The Guardian’s Anna Timms has given some advice to a reader who had fallen for the scam and who has not been re-imbursed by her bank. She said in part of her conclusion: “I believe that the bank’s security processes were inadequate in your case, given that it has far more awareness of scammer tactics than the average customer. Despite the fact that the name on the recipient account did not match the name you thought you were paying, and that the transactions in and out of your account were highly unusual, it did not attempt to block them and question you further.”
The reader said: “It began with two texts, purportedly from Hermes and six days apart, requiring two £1.50 admin fees to reschedule two missed deliveries. Since I was expecting a Hermes delivery of a sofa, I wasn’t suspicious, and I used the link to pay the two fees with my Revolut and Nationwide debit cards.

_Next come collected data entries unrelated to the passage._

PR #1117, opened 2021-03-25
create internal/config/cassandra test

vankichi:

### Description:

I created the test for `internal/config/cassandra.go`.
During creating the test, I found the error is ignored when `net.NewDialer()` returns the error.
So, I refctored it like as `internal/config/mysql`.

### Environment:

- Go Version: 1.16
- Docker Version: 19.03.8
- Kubernetes Version: 1.18.2
- NGT Version: 1.12.3

### Types of changes:

- [ ] Bug fix [type/bug]
- [x] Add tests [type/test]
- [ ] Update CI [type/ci]

### Changes to Core Features:

### Checklist:


internal/config/cassandra_test.go
```diff
@@ -85,115 +87,253 @@ func TestCassandra_Bind(t *testing.T) {
...
+						KVTable:                  "kv",
+						VKTable:                  "vk",
+						VectorBackupTable:        "backup_vector",
+					},
+				},
+			}
+		}(),
+		func() test {
+			key := "PASSWORD"
+			val := "cassandra_password"
```
hlts2, line 285: Do you need other keys as well?:thinking:

hlts2 (commented):
I commented one. 🙏  but I think overall is good 👍

internal/config/cassandra_test.go
vankichi: 🤔  
it is not a must, only depends what you think

hlts2 (approved):

internal/config/cassandra_test.go
```diff
@@ -296,128 +442,355 @@ func TestCassandra_Opts(t *testing.T) {
...
+					VectorBackupTable:        "backup_vector",
+				},
+				beforeFunc: func(t *testing.T) {
+					t.Helper()
+					path := os.ExpandEnv("$GOROOT") + "/src/crypto/tls/generate_cert.go"
+					strs := []string{
+						"run",
+						path,
+						"--rsa-bits=2048",
+						"--host=localhos",
```
kevindiu, line 559:
```suggestion
						"--host=localhost",
```
```suggestion
						"--host=localhos",
```

internal/config/cassandra_test.go
```diff
@@ -296,128 +442,355 @@ func TestCassandra_Opts(t *testing.T) {
...
+					}
+					err := exec.Command("go", strs...).Run()
```
kevindiu, line 561: should we use another function to generate cert instead of using command?

kevindiu (commented):
I think we need author review for this PR.
Please add `author review` to the PR comment.

kevindiu (approved):
LGTM

internal/config/cassandra_test.go
```diff
@@ -296,128 +437,341 @@ func TestCassandra_Opts(t *testing.T) {
...
+					KVTable:                  "kv",
+					VKTable:                  "vk",
+					VectorBackupTable:        "backup_vector",
+				},
+				want: want{
+					wantOpts: make([]cassandra.Option, 0),
+					err:      errors.ErrInvalidDNSConfig(5*time.Minute, 1*time.Minute),
+				},
+			}
+		}()}
```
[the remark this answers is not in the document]
kevindiu: please fix it.

kevindiu (dismissed):
LGTM, please ask author to review it.

vankichi:
@kpango @rinx 
please review the changes at `internal/config/cassandra.go` 🙏

kpango (approved):
LGTM

internal/config/cassandra.go
```diff
@@ -209,13 +216,15 @@ func (cfg *Cassandra) Opts() (opts []cassandra.Option, err error) {
...
 	if cfg.Net != nil {
 		der, err := net.NewDialer(cfg.Net.Opts()...)
-		if err == nil {
-			opts = append(opts,
-				cassandra.WithDialer(
-					der,
-				),
-			)
+		if err != nil {
+			return nil, err
```
rinx, line 220: I'm not sure but is it okay to return `nil` here?
At L237, even if an error occurred at the line before it, it returns `opts`. What's the difference between them?

kevindiu: I think you are correct, but I think we need to return the options even when the error occurred.
e.g.
```go
	if cfg.Net != nil {
		der, err := net.NewDialer(cfg.Net.Opts()...)
                if err == nil {
                      opts = append(opts,
			cassandra.WithDialer(
				der,
			),
		)
            } else {
                   errs = errors.Wrap(errs, err.Err())
           }
       }

	if cfg.TLS != nil && cfg.TLS.Enabled {
		tcfg, err := tls.New(
			tls.WithCert(cfg.TLS.Cert),
			tls.WithKey(cfg.TLS.Key),
			tls.WithCa(cfg.TLS.CA),
		)
		if err != nil {
			return opts, errors.Wrap(errs, err)
		}
```

vankichi: @rinx thanks for the review.
Actually, I'm not sure whether which is best.
I just fix this along with `internal/config/mysql.go`.
https://github.com/vdaas/vald/blob/master/internal/config/mysql.go#L110-L113

But, if `net.newDialer()` returns the error, we cannot connect to the Cassandra cluster (is it right?).
If it is so, I think returning an error is not bad to prevent other errors, and throwing away the opts that are created before is too.

What do you think about this?
I think both are not bad and I'd like to get your suggestion as an author. 
cc: @kpango

rinx: To tell the truth, we don't have any obvious policy to handle problems like this, so i cannot answer it immediately.

> But, if net.newDialer() returns the error, we cannot connect to the Cassandra cluster (is it right?).

Even if it cannot get a `der` from `newDialer()`, internal/cassandra will work with the default dialer of gocql.

kevindiu: But even if `internal/cassandra` works with the default dialer, it may not work as excepted from the users...

rinx: Sure.
There's the same problem about L237.

So we should think about how to handle problems like this.

kpango: The previous implementations had a policy of implicitly using the Default Dialer without returning an error, but since it seems that implicit continuous should not be done, I thought it would be best practice for the API definition to return an error and ask the user for an appropriate error handle, which is why I LGTM'd this fix.

However, there has been no discussion on whether or not to return the return value of origin when returning an error.
Normally, it is better to return zero or empty value in case of an error, so I personally think it is better to follow this rule.

vankichi: ok, it seems we have to discuss this and get the way how we handle it.
Depending on the discussion, we have to update `internal/config/mysql.go#L237` too.

kevindiu: should we also return `nil, error` on line 238?
https://github.com/vdaas/vald/pull/1117/files#diff-82743e089bd2afaf22dfee471faeb927c8f7c87d9f392badc6c5d82431e83680L228

kevindiu: `However, there has been no discussion on whether or not to return the return value of origin when returning an error.`
I think we should discuss it.

vankichi: I think there are 3 options for this problem.
1. ignore the error
    - it does not seems good handling 😅 
2. return error but other functional options are still alive, and output Error (or Warn) Log.
    - if the error does not cause a critical issue on the Vald, it can be.
    - user will get the configurations error via each component's log and then can fix it.
3. return error and all of the options are restored.
    - if the error will have a fatal effect on running the Vald, we should stop the applying configuration.

Maybe we have to use properly option 2 and 3 based on the situation?
If it is yes, we need to define the policy.
What do you think?

kpango: 3

internal/config/cassandra_test.go
```diff
@@ -296,128 +437,342 @@ func TestCassandra_Opts(t *testing.T) {
...
+					DisableSchemaEvents:      false,
+					DisableSkipMetadata:      false,
+					DefaultIdempotence:       false,
+					WriteCoalesceWaitTime:    "200ms",
+					KVTable:                  "kv",
+					VKTable:                  "vk",
+					VectorBackupTable:        "backup_vector",
+				},
+				want: want{
+					wantOpts: make([]cassandra.Option, 0),
```
kevindiu, line 654:
```suggestion
					wantOpts: nil,
```

internal/config/cassandra_test.go
```diff
@@ -296,128 +437,342 @@ func TestCassandra_Opts(t *testing.T) {
...
+				},
+				want: want{
+					wantOpts: make([]cassandra.Option, 45),
+					err:      nil,
+				},
+			}
+		}(),
+		func() test {
+			return test{
+				name: "return 0 cassandra.Option and error when TLS config value in the invalid value",
```
kevindiu, line 560:
```suggestion
				name: "return nil and error when TLS config value in the invalid value",
```

internal/config/cassandra_test.go
```diff
@@ -296,128 +437,342 @@ func TestCassandra_Opts(t *testing.T) {
...
+					DisableSchemaEvents:      false,
+					DisableSkipMetadata:      false,
+					DefaultIdempotence:       false,
+					WriteCoalesceWaitTime:    "200ms",
+					KVTable:                  "kv",
+					VKTable:                  "vk",
+					VectorBackupTable:        "backup_vector",
+				},
+				want: want{
+					wantOpts: make([]cassandra.Option, 0),
```
hlts2, line 759: sorry, if I made a misstake
```suggestion
					wantOpts: nil,
```

internal/config/cassandra_test.go
```diff
@@ -296,128 +437,342 @@ func TestCassandra_Opts(t *testing.T) {
...
+					err:      errors.ErrTLSCertOrKeyNotFound,
+				},
+			}
+		}(),
+		func() test {
+			cert := testdata.GetTestdataPath("tls/dummyServer.crt")
+			key := testdata.GetTestdataPath("tls/dummyServer.key")
+			ca := testdata.GetTestdataPath("tls/dummyCa.pem")
+			return test{
+				name: "return 0 cassandra.Option and err when net.NewDialer returns error",
```
hlts2, line 664:
```suggestion
				name: "return nil and err when net.NewDialer returns error",
```

kevindiu (approved):
LGTM

hlts2 (approved):

kevindiu:
@kpango @rinx just in case, can you please review this PR?

rinx (approved):

kpango (approved):
LGTM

“Three days later I was called by an agent claiming to be from Revolut, who told me my account had been compromised by a phishing attack. I was then contacted by a caller who said they were from Nationwide. I checked the phone number on Google and it appeared to be genuine. I was told I was being transferred to the “national fraud agency” and given a case number. Eventually, with plausible explanations, they persuaded me to move £20,000 from my Nationwide to my Revolut account, and then to another newly opened account in my name.
“Several generic scam alerts did pop up on the Revolut app, but the caller reassured me it was because it was a new account. At this point I was crying, but I was so caught up in trying to escape the first phishing scam and the belief that they were helping me that I did what they said. By the time I realised I had been scammed, the money was gone.”
A number of cases have now come to light involving victims with Revolut bank accounts. The Mirror reported on 26-year-old Alina Portnova who fell for the same con this time with fraudsters telling her to move cash from her Barclays account acter crooks had tried to access it. Once the £5,672 was moved the fake bank officials asked her to move the cash into a safe holding account and from there they moved the money to their own bank – where ever that is.
Other cases include customers with HSBC and Lloyds bank accounts and the victims tend to be young women. In some cases, Revolut have repaid the stolen money but none for the case that Anna Timms investigated.
That’s because they haven’t signed up to the bank voluntary scheme, called the Contingent Reimbursement Model (CRM), that require signatory banks to detect and prevent payment scams and to compensate the soaring numbers of fraud victims who have not been unduly negligent. Clearly something is wrong here – with the advice being never accept a phone call from a bank claiming your account has been compromised until you get definitive proof it is genuine.